Nōmi notched his first win during the April 12 season opener against the Carp (7 innings, 3 runs). On May 3, he tied Kobayashi's record of 8 consecutive wins against the Giants but failed to surpass it when he took the loss on June 26 upon surrendering 3 runs in 5 innings. He ended with a 12–9 win–loss record and reached a career high of 200 innings pitched with his lowest WHIP of 1.03.

2012

Nōmi again pitched the opening game and continued to produce quality starts during the earlier part of the season. But at midseason he fell into a slump and went on a 3-game losing streak against the Giants whom he usually pitched well against. Nōmi's form improved in August, and he steamrolled through September where he won 3 of his 4 starts with an ERA of 0.55, earning him another MVP of the month award. This became his second season with double digit wins, and Nōmi topped the league in strikeouts and shutout wins.

2013

In March, Nōmi participated as a relief pitcher for Japan's National Team in the 2013 World Baseball Classic but was replaced after giving up a 2-run home run to Puerto Rico's outfielder Alex Ríos that ended Japan's 2-time WBC reign.

Nōmi didn't make the opening day roster in 2013 and also incurred a nail injury in April. But on May 6, he hit his first career solo home run off Giants pitcher Shoki Kasahara. According to retired teammate Tomoaki Kanemoto, Nōmi had been doing well during batting practices and was even quoted as wanting to hit a home run at least once. In that same game, he also earned the win by pitching a complete game. Nōmi improved on past seasons to finish at 11–7 and topped the league in complete games.

2014

Nōmi again opened the season with a game against the Giants, but he allowed 10 earned runs in 5 innings as the Tigers lost an early 4-run lead against their arch rivals. His performance began to pick up in May as he recorded double digit strikeouts in 5 consecutive starts, beating the previous league record of 4 set by Yutaka Enatsu (1971), Makoto Kito (1994) and Terry Bross (1995).

On September 6, Nōmi reached the 1,000 strikeout mark, making him the fourth-quickest pitcher in franchise history and fifteenth-quickest in NPB history to reach 1,000 strikeouts (1,130.2 innings).

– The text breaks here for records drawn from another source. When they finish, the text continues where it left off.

PR #1818, opened 2022-01-26
Eth api using baseFee only when needed

gastonponti:
### The Problem

The `eth` RPC API after expreso required some amending.

On ethereum, `baseFee` ( called `gasPriceMinimun` on Celo) is present on the block header. For Celo, it's present on the `GasPriceMinimum` contract, and it also needs to be denominated in all different fee currencies. 

This difference poses a problem on the RPC, since whenever a `Transaction` or a `TransactionReceipt` is constructed, the `gasPrice` field is computed for new transaction. To do so, it uses the `baseFee`. Obtaining the `baseFee` for block X is easy on Ethereum and hard on Celo; since it's a smart contract call, the node needs to have the `state` available but that's not true for historical blocks on any node that it's not an archive node.

### The Solution

To solve this issue, this PR takes the following approach:

 * If node has access to the block's state, then `gasPrice` is computed as usual
 * If node doesn't have access to block's state, then `gasPrice` is `nil`

Additionally, we have the same problem with the new `AccessList` rpc endpoint, that computes the access list for a transaction on a given block. If the block is too old, and we don't have the state, then the rpc will fail.

### DIFF
--- a/internal/ethapi/api.go
+++ b/internal/ethapi/api.go
@@ -1253,13 +1253,13 @@ func newRPCTransaction(tx *types.Transaction, blockHash common.Hash, blockNumber
 		result.GasTipCap = (*hexutil.Big)(tx.GasTipCap())
 		// if the transaction has been mined, compute the effective gas price
 		if blockHash != (common.Hash{}) {
-			baseFee, _ := baseFeeFn(tx.FeeCurrency())
-			if baseFee != nil {
+			baseFee, err := baseFeeFn(tx.FeeCurrency())
+			if err != nil {
 				// price = min(tip, gasFeeCap - baseFee) + baseFee
 				price := math.BigMin(new(big.Int).Add(tx.GasTipCap(), baseFee), tx.GasFeeCap())
 				result.GasPrice = (*hexutil.Big)(price)
 			} else {
-				// baseFee nil for DinamicFees implies that there is no state to retrieve the baseFee for that block
+				// error != nil for DinamicFees implies that there is no state to retrieve the baseFee for that block
 				result.GasPrice = nil
 			}
 		} else {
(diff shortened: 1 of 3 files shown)


piersy:
Coverage from tests in `./e2e_test/...` for `./consensus/istanbul/...` at commit 85d5dc227c0dfcc868a87db4fe39fbbba4dc5322
<details><summary>coverage:  47.3% of statements across all listed packages</summary><br>
<pre>
coverage:  69.9% of statements in consensus/istanbul/core
</pre>
CommentID: 8c45cd6630
</details>

internal/ethapi/api.go
```diff
@@ -1253,10 +1252,16 @@ func newRPCTransaction(tx *types.Transaction, blockHash common.Hash, blockNumber
 		result.GasFeeCap = (*hexutil.Big)(tx.GasFeeCap())
 		result.GasTipCap = (*hexutil.Big)(tx.GasTipCap())
 		// if the transaction has been mined, compute the effective gas price
-		if baseFee != nil && blockHash != (common.Hash{}) {
-			// price = min(tip, gasFeeCap - baseFee) + baseFee
-			price := math.BigMin(new(big.Int).Add(tx.GasTipCap(), baseFee), tx.GasFeeCap())
-			result.GasPrice = (*hexutil.Big)(price)
+		if blockHash != (common.Hash{}) {
+			baseFee, _ := baseFeeFn(tx.FeeCurrency())
```
mcortesi, line 1256: it would be better if we use the error and then check `if err != nil || baseFee == nil`. Seems more robust

internal/ethapi/api.go
```diff
@@ -1793,8 +1804,10 @@ func (s *PublicTransactionPoolAPI) PendingTransactions() ([]*RPCTransaction, err
 	for _, tx := range pending {
 		from, _ := types.Sender(s.signer, tx)
 		if _, exists := accounts[from]; exists {
-			baseFee, _ := s.b.CurrentGasPriceMinimum(context.Background(), tx.FeeCurrency())
-			transactions = append(transactions, newRPCPendingTransaction(tx, curHeader, s.b.ChainConfig(), baseFee))
+			baseFeeFn := func(feeCurrency *common.Address) (*big.Int, error) {
```
mcortesi, line 1807: this could be outside of the `for`

mcortesi (approved):
Looks goods, left 2 nits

Despite these achievements, Nōmi finished the season with his worst record of 9–13 (most losses in the league) due in part to a lack of stability in the mound. Nōmi did improve during the postseason, where he pitched a stellar second game in the 1st stage of the Climax Series against the Carp (October 12, Koshien). He surrendered 5 hits in 8 shutout innings, and the game ended in a 0–0 deadlock, the first in Central League CS history. Despite the tie, the Tigers advanced to the final stage since they won the 1st game and ties were awarded to the team with the better season record. Nōmi again delivered a quality start in the deciding game of the CS final stage, where he allowed only 2 runs in 5 innings and secured the Tigers' spot in the Japan Series, their first participation since 2005.

Nōmi earned his domestic free agency option during offseason but he decided to stay with the Tigers and inked a 3-year contract for an estimated 450 million yen.

2015

The Tigers finished 3rd in the Central League. Nōmi finished 2015 with an 11–13 record in 27 games (25 starts). His 13 losses were the most in the league that season. However, Nōmi added to his streak of five consecutive seasons with at least one complete-game shutout.

On December 2, 2020, he became a free agent.

===Orix Buffaloes===
On December 8, 2020, Nomi signed with the Orix Buffaloes of NPB as a player-coach. On September 15, 2022, he announced that he would retire from professional baseball following the season.